Pourquoi j’ai aimé ?

Tout d’abord, je trouve l’écriture vraiment délicieuse. Mais surtout, les personnages, leurs sentiments et leurs relations sont très bien rendus. On croise brièvement ce cher Sherlock (pour lequel j’ai eu un coup de foudre cette année). Tout en respectant le personnage si brillamment créé par Conan Doyle, Nancy Springer sait le faire vivre à son tour sous sa plume avec talent. Et puis il y a Enola, l’héroïne. En anglais, « enola » est le mot « alone » à l’envers, et seule, Enola l’est. C’est avec sa volonté d’être indépendante et d’être utile qu’on suit cette jeune fille dans le dédale des bas-fonds du Londres de la fin du XIXe siècle, dans ses moments de découragement et de doute et dans ses moments de force. Car Enola est bien la digne sœur de son frère. Sans transposer bêtement les caractéristiques de Sherlock sur un personnage jeunesse, l’auteur réussit brillamment à créer des ressemblances familiales ! Et aussi une touchante histoire de famille : on sent le déchirement d’Enola entre son envie d’aller vers ce frère qu’elle admire et sa peur de prendre sa liberté.

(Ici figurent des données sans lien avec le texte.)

PR #1261, opened 2024-02-21
EL-1377 dont try to send income or outgoings forms if they are invalid

starswan:
https://dsdmoj.atlassian.net/browse/EL-1377

Don't send income or outgoings forms to CFE if their contents is invalid

## Guidance to review

We had a crash on production due to trying to send an invalid outgoings form - https://ministryofjustice.sentry.io/issues/4999162546/?project=4504177640275968&query=&referrer=project-issue-stream.

It would seem sensible to add guards to prevent this scenario for occurring, hence this change - although its not exactly clear what the user did to cause this error 

## Checklist

### DIFF
--- a/app/services/cfe/regular_transactions_payload_service.rb
+++ b/app/services/cfe/regular_transactions_payload_service.rb
@@ -7,8 +7,8 @@ module Cfe
         relevant_form?(:housing_costs) ||
         relevant_form?(:benefit_details)
 
-      outgoings_form = instantiate_form(OutgoingsForm)
-      income_form = instantiate_form(OtherIncomeForm)
+      outgoings_form = instantiate_form(OutgoingsForm) if relevant_form? :outgoings
+      income_form = instantiate_form(OtherIncomeForm) if relevant_form? :other_income
       benefit_details_form = instantiate_form(BenefitDetailsForm) if relevant_form?(:benefit_details)
       housing_form = if relevant_form?(:mortgage_or_loan_payment)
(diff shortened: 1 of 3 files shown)


app/services/cfe/regular_transactions_payload_service.rb
```diff
@@ -7,8 +7,8 @@ def call
         relevant_form?(:housing_costs) ||
         relevant_form?(:benefit_details)
 
-      outgoings_form = instantiate_form(OutgoingsForm)
-      income_form = instantiate_form(OtherIncomeForm)
+      outgoings_form = instantiate_form(OutgoingsForm) if relevant_form? :outgoings
+      income_form = instantiate_form(OtherIncomeForm) if relevant_form? :other_income
```
MazOneTwoOne, line 11: Question: So if this is saying create an `outgoings_form` object(?), when calling CFE, if it exits - why do we need to worry about this now? Have we merged some early eligibility tickets laying the groundwork for the main early eligibility ticket to be mergd?

MazOneTwoOne (approved):
Approved with a question (not a blocker).

app/services/cfe/regular_transactions_payload_service.rb
starswan: Taking this code isolation, it requires only one of the forms to be valid to reach this point. Therefore not checking each of these here must be some sort of defect - which was shown out by the production crash. Are you suggesting that this isn't quite the right fix? [I think it becomes the right fix once early eligibility has been coded anyway]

Voici un extrait du chapitre 2

C’était bien moins le froid qui me faisait frémir que le sentiment d’être prise au piège, prise entre deux feux. A cause de mon aîné Sherlock.

Il faut savoir que cet aîné-là, je l’adorais comme un dieu. Sherlock était mon héros. Mon grand rival. Je n’étais pas loin de l’aduler. Mais s’il parvenait à me retrouver, c’en était fait de ma liberté. Adieu, mon indépendance !

D’un autre côté… ma disparition le mettait en détresse ? Je ne pouvais plus me raconter que je n’avais blessé que sa fierté.

Mais que faire, nom d’une pipe en bois ? Lui glisser le moindre indice que j’étais en vie et en bonne santé, c’était lui fournir le fil qui lui permettrait à coup sûr de remonter jusqu’à moi.

Et Mère entrait en ligne de compte, aussi. Combien d’années lui restait-il pour savourer sa liberté à elle, loin des carcans de la bienséance et de la « place de la femme dans la société » ? Les hommes étaient-ils dont les seuls à avoir droit à leur fierté ?

 

C’est touchant, amusant, intéressant, prenant.

C’est avec énormément de plaisir que j’irais de nouveau à la rencontre de cette héroïne dans les tomes suivants.